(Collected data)
=== Begin Enclosure ===
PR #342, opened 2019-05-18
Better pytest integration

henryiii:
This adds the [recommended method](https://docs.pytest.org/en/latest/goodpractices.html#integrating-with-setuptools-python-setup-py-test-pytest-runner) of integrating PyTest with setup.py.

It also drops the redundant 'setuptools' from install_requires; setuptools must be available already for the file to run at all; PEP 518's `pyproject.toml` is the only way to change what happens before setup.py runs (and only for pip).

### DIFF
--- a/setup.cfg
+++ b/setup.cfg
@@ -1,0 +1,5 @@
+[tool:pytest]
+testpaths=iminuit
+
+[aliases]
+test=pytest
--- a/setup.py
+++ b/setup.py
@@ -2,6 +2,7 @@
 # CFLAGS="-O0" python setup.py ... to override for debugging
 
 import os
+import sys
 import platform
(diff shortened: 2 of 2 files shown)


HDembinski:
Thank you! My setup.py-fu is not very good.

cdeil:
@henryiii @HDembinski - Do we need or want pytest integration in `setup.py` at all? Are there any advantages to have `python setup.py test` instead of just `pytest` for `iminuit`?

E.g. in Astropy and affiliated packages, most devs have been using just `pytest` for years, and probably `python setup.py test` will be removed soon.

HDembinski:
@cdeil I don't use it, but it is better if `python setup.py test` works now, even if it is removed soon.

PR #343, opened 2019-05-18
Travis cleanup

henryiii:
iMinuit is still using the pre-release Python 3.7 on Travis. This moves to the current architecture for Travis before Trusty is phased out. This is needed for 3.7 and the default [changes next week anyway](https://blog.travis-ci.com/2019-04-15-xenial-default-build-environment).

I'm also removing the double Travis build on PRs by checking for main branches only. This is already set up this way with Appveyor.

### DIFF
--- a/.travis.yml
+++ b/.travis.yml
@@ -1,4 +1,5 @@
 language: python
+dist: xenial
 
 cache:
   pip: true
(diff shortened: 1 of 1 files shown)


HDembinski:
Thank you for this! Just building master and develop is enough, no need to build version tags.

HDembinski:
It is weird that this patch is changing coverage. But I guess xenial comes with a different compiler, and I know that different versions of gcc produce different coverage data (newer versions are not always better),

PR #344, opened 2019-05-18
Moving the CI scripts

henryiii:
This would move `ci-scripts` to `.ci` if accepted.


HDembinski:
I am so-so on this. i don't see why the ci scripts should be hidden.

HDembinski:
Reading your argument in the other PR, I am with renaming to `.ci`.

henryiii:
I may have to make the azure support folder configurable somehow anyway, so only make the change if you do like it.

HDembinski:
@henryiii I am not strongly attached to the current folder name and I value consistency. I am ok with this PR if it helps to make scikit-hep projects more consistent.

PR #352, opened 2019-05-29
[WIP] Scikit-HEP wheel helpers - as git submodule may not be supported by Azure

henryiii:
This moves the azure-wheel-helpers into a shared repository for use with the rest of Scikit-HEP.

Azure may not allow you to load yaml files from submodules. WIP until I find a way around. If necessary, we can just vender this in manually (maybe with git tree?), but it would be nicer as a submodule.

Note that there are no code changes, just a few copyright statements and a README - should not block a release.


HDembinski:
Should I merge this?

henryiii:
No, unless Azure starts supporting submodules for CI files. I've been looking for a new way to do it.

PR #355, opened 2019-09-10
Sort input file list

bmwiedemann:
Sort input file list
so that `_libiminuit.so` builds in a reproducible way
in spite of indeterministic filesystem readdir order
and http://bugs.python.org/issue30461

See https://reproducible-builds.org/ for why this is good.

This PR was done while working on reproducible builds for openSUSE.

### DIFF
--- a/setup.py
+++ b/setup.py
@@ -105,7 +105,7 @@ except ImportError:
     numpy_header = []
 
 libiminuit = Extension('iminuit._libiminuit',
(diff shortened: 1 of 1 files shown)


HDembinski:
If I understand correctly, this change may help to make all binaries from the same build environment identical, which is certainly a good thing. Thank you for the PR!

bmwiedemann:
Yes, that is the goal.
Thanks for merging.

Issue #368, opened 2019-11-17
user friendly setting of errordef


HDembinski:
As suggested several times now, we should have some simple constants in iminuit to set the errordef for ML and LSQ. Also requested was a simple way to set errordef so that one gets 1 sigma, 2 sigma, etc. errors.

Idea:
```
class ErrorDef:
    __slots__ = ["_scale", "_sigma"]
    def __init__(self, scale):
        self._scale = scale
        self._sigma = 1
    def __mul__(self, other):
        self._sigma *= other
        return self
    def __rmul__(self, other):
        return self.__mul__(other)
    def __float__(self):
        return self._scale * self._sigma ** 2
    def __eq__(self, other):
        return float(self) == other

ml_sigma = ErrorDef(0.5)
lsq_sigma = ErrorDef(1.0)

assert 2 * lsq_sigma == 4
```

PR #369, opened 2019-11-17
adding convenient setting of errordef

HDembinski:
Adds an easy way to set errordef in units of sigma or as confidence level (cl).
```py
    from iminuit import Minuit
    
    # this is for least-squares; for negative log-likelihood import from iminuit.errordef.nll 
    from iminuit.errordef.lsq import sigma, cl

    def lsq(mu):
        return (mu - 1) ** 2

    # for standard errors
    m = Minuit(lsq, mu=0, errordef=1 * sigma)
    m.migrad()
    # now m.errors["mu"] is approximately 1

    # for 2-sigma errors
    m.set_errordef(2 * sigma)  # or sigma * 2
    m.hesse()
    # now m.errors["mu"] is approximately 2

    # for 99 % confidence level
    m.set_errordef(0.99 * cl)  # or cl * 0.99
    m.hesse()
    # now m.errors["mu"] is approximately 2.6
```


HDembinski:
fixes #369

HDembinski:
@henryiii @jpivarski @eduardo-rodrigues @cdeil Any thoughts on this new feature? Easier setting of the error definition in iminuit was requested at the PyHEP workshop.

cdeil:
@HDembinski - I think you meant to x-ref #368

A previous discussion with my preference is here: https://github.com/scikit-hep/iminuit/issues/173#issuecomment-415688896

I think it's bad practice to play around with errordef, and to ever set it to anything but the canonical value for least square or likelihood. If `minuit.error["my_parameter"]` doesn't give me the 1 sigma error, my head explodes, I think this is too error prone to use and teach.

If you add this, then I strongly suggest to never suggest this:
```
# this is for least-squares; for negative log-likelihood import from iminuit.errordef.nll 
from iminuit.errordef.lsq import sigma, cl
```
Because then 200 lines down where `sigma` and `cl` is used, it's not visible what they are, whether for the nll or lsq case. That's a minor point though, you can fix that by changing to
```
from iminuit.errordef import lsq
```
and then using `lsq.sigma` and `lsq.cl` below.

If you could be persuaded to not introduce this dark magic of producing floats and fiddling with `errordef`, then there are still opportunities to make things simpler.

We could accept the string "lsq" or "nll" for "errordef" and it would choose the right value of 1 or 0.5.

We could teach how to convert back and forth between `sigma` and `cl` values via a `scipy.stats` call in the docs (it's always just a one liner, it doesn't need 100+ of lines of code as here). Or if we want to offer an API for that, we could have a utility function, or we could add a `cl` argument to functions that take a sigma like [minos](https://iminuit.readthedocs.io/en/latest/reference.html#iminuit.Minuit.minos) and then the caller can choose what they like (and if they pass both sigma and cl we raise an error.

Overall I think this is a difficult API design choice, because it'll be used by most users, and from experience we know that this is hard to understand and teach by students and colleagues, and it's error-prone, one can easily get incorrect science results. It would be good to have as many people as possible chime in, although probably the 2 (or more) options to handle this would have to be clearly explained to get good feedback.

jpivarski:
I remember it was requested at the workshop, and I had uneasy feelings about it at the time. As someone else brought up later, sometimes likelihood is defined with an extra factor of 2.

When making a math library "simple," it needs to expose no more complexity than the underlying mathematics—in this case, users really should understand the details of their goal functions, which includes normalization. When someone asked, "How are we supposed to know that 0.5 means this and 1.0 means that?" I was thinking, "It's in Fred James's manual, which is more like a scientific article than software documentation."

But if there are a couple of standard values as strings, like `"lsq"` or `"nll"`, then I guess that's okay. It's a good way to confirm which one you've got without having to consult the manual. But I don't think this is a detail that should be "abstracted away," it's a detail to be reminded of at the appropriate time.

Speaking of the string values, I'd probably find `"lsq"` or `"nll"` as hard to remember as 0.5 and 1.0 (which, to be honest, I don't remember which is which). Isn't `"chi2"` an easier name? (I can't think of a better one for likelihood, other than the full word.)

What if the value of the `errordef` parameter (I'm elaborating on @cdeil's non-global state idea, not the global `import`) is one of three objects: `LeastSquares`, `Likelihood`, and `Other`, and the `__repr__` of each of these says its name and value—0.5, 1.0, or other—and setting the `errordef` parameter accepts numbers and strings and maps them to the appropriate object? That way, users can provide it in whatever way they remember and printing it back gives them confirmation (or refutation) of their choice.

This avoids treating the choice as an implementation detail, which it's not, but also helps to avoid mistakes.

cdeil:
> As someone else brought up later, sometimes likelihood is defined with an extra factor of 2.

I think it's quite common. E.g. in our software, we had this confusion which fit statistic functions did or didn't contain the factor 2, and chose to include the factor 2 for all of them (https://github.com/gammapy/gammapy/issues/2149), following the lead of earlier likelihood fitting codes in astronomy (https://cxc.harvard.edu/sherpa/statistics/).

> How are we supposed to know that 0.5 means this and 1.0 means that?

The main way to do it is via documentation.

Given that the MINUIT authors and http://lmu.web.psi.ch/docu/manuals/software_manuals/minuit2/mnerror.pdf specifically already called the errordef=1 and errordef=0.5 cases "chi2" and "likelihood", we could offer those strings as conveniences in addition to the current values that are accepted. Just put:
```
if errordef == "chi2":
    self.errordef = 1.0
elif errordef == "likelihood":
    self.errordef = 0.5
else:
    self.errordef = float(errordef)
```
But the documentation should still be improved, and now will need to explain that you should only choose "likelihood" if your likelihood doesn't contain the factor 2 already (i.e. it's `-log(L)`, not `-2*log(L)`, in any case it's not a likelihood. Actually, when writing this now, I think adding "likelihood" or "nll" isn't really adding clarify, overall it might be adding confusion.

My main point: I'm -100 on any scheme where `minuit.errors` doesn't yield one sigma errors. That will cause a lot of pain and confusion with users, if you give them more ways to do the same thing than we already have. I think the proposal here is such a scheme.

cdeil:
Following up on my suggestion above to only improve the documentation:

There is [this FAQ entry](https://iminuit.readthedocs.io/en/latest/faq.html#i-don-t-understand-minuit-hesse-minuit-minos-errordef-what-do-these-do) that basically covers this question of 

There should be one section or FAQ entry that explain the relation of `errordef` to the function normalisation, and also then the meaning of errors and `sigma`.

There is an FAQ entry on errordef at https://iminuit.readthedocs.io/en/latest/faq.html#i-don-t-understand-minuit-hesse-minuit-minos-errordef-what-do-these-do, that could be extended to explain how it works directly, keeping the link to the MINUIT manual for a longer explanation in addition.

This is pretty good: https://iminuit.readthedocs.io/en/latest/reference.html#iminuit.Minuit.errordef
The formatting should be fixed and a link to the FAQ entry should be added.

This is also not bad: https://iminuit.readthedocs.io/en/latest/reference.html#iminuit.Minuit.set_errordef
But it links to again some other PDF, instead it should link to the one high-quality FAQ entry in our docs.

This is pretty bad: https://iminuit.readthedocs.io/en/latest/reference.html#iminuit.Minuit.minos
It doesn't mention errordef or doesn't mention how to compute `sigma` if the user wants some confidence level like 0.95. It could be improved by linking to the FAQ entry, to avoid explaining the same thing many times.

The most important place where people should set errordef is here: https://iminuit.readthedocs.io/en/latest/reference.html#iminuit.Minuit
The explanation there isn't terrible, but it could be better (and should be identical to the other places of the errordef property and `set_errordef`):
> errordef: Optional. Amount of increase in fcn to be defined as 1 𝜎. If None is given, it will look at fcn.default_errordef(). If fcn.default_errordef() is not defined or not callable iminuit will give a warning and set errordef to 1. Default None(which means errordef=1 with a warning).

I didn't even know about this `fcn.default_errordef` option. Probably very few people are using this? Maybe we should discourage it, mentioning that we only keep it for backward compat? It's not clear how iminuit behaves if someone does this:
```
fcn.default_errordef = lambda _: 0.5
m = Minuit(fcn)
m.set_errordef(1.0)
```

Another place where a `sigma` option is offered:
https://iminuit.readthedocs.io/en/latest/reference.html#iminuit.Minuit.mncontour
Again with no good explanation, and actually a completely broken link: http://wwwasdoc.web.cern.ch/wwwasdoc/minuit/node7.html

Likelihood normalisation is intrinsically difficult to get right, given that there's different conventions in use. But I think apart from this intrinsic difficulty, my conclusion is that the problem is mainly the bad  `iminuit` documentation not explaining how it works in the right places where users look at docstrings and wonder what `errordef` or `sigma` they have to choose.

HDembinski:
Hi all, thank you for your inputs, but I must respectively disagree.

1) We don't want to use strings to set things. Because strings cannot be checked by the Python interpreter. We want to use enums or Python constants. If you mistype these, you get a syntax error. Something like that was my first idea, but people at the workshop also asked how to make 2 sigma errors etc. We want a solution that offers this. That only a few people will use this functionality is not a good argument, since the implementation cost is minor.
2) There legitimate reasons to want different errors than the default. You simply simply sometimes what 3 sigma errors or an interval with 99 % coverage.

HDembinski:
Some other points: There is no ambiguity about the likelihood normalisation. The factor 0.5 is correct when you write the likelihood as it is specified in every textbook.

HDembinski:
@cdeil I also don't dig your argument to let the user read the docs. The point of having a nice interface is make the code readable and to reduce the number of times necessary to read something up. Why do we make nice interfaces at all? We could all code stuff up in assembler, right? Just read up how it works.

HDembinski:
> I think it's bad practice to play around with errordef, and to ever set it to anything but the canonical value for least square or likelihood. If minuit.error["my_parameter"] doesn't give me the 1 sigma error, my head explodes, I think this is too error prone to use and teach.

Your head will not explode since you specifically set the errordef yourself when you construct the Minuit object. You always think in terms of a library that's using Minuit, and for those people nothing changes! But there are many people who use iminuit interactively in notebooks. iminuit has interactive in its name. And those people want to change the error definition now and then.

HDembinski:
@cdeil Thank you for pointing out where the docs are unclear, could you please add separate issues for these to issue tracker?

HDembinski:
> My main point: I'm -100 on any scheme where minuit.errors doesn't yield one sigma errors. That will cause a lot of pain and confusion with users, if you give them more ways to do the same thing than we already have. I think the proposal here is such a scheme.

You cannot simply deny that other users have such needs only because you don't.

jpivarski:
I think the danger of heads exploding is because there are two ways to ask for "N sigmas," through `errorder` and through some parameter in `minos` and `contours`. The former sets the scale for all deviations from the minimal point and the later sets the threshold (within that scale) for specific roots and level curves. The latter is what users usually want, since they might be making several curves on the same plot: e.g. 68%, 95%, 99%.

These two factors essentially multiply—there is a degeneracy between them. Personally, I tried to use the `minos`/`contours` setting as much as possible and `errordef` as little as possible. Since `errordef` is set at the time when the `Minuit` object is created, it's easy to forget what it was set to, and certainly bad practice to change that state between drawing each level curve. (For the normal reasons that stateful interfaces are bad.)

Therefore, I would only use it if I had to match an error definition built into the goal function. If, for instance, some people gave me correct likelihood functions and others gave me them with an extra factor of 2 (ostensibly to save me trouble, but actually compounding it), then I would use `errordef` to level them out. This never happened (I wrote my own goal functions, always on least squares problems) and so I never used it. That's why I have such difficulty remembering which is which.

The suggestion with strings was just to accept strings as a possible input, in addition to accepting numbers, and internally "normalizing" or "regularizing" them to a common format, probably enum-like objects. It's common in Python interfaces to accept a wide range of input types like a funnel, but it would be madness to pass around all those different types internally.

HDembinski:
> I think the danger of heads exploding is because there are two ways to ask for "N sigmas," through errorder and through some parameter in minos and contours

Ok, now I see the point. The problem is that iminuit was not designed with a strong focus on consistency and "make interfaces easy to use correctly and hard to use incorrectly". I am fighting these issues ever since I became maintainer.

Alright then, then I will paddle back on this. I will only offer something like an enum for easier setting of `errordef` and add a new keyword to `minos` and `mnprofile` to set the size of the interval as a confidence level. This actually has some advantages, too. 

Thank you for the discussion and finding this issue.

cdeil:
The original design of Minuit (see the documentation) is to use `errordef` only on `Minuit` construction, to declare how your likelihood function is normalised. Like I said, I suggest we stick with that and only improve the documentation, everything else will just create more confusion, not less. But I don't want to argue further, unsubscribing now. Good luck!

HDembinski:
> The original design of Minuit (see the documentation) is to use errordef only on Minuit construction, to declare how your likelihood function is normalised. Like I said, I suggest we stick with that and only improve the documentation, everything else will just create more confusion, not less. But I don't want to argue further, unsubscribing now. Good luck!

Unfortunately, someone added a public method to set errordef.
=== End Enclosure ===
**Work item:**
Pull every line with the word "removed" from the data.

**Task solution:**
E.g. in Astropy and affiliated packages, most devs have been using just `pytest` for years, and probably `python setup.py test` will be removed soon.
@cdeil I don't use it, but it is better if `python setup.py test` works now, even if it is removed soon.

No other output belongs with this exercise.